Created 11-19-2015 03:07 AM
df.write.format("orc") will get you there.
See: http://hortonworks.com/blog/bringing-orc-support-into-apache-spark/ or http://docs.hortonworks.com/HDPDocuments/HDP2/HDP-2.3.2/bk_spark-guide/content/ch_orc-spark.html
Created 11-19-2015 03:07 AM
df.write.format("orc") will get you there.
See: http://hortonworks.com/blog/bringing-orc-support-into-apache-spark/ or http://docs.hortonworks.com/HDPDocuments/HDP2/HDP-2.3.2/bk_spark-guide/content/ch_orc-spark.html
Created 11-19-2015 03:15 AM
Thanks for the helpful links! Should I create the Hive table ahead of time or could I do everything within spark?
Created 11-19-2015 03:52 AM
@Kit Menke You can create within spark.
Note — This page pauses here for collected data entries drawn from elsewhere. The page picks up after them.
PR #173, opened 2020-10-30
Feature/admin herd filter

### LINKED ISSUE #93: Funderingar 2
2020-07-29
Administrera besättningar
Det bör finnas en funktion där genbanksansvariga noterar ett val: Aktiva genbanker / Avslutade genbanker. För avslutade genbanker ska kontaktuppgifterna i samband med avslutet raderas (av genbanksansvarig). Bra kanske också med en funktion där man kan välja ”Visa bara aktiva genbanker”
De flesta genbankerna för gotlandskanin är faktiskt avslutade. I dagsläget är 477 avslutade och 246 aktiva

norling:
Another small thing - option to filter inactive herds from the manager herd list.

Closes #93

### DIFF
--- a/frontend/src/manage.tsx
+++ b/frontend/src/manage.tsx
@@ -9,10 +9,12 @@ import { Switch, Route, useLocation, useHistory } from "react-router-dom";
 
 import { useDataContext } from './data_context'
 import Select from 'react-select';
-import { Genebank, NameID, Herd, herdLabel, userLabel } from '@app/data_context_global';
-import { Button } from '@material-ui/core';
+import { Genebank, NameID, Herd, herdLabel, userLabel, OptionType
+        } from '@app/data_context_global';
+import { Button, Checkbox, FormControlLabel, TextField } from '@material-ui/core';
 import { HerdForm } from '@app/herdForm';
 import { UserForm } from '@app/userForm';
+import { Autocomplete } from '@material-ui/lab';
 
 const useStyles = makeStyles({
   main: {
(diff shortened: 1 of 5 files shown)


jhagberg (commented):
Make all AutoComplete controlled What does that commit do?

jhagberg (approved):

norling:
material-ui's AutoComplete widgets inform the react state handler that they are "controlled" or "uncontrolled" when they are first rendered - this is done by checking if the value isn't `undefined`, so this commit adds a fallback to make sure that the value can never be undefined.

frontend/src/manage.tsx
```diff
@@ -120,6 +125,20 @@ export function Manage() {
...
+  const filtered = (options: OptionType[]) => {
+    if (showInactive || topic == 'user') {
+      return options;
+    }
+    const genebank = genebanks.find(g => g.name == topic)
+    if (!genebank) {
+      return options;
+    }
+    return options.filter(option => {
+      const herd = genebank.herds.find(h => h.herd == option.value)
```
danr: O(n²), how many herds do we have? If they're too many this will become sluggish. But say <100 should be no problem.

frontend/src/manage.tsx
```diff
@@ -58,12 +60,15 @@ export function Manage() {
...
   const [selected, setSelected] = useState(undefined as any)
+  const [showInactive, setShowInactive] = useState(false)
 
   /**
    * Set the options of the main select box to the list of current users.
    */
   const setUserOptions = () => {
-    const userOptions: NameID[] = users.map((u: NameID) => {return {value: u.id, label: userLabel(u)}});
+    const userOptions: OptionType[] = users.map((u: NameID) => {
+      return {value: `u.id`, label: userLabel(u)}
```
danr:
```suggestion
      return {value: u.id, label: userLabel(u)}
```

danr (changes requested):

frontend/src/manage.tsx
norling: yeah - it needs to be `'' + u.id` (or similar cast to string), I noticed that too ^^

danr (approved):

danr:
Cool bananas! :banana: :clinking_glasses:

Please see this https://hortonworks.com/hadoop-tutorial/apache-spark-1-5-1-technical-preview-with-hdp-2-3/
Created 12-12-2015 01:33 AM
If you want to access your table from hive, you have two options:
1- create table ahead and use df.write.fromat("orc")
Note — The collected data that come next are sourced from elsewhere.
PR #175, opened 2020-11-05
Feature/big table improvements

### LINKED ISSUE #130: Order herd select fields by number
Select fields that display herds should be ordered by number and not alphabetically.

### LINKED ISSUE #132: Allow a subset of columns by default in FilterTable
Currently the FilterTable crashes if you add columns that weren't in there when the Table is created.

norling:
This still doesn't allow column sorting, but it handles the rest of the table a bit better, and doesn't need the material-table dependency anymore. I'm gonna keep looking at the column sorting, but this started to grow to large, so I figured that it was better to make a PR with just the new table!

Closes #130 
Closes #132

### DIFF
--- a/frontend/src/filter_table.tsx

2- use Brandon's suggestion here, register df as temp_table and do create table as select from temp_table.
See code examples here:
If you use saveAsTable function, it will create a table in hive metastore, but hive wont be able to query it. Only spark can use the table with this method.
Created 11-19-2015 03:24 AM
You can just write out the DF as ORC and the underlying directory will be created. LMK, if this doesn't work.
Created 11-19-2015 03:41 PM
Yep, the ORC directory is created but a Hive table is not.
Created 12-17-2015 01:56 AM
I am also facing the same issue .. I saved the data in orc format from DF and created external hive table ..when I do show tables in hive context in spark it shows me the table but I couldnt see any table in my hive warehouse so when I query the hive external table. when I just create the hive table(no df no data processing ) using hivecontext table get created and able to query also .Unable to understand this strange behaviour . Am I misisng something ?
for ex : hiveContext.sql("CREATE TABLE IF NOT EXISTS TestTable (name STRING, age STRING)")
shows me the table in hive also.
Created 11-19-2015 03:41 AM
The way I have done this is to first register a temp table in Spark and then leverage the sql method of the HiveContext to create a new table in hive using the data from the temp table. For example if I have a dataframe df and HiveContext hc the general process is:
df.registerTempTable("my_temp_table") hc.sql("CREATE TABLE new_table_name STORED AS ORC AS SELECT * from my_temp_table")
Created 11-19-2015 03:39 PM
Very interesting! I will try this out!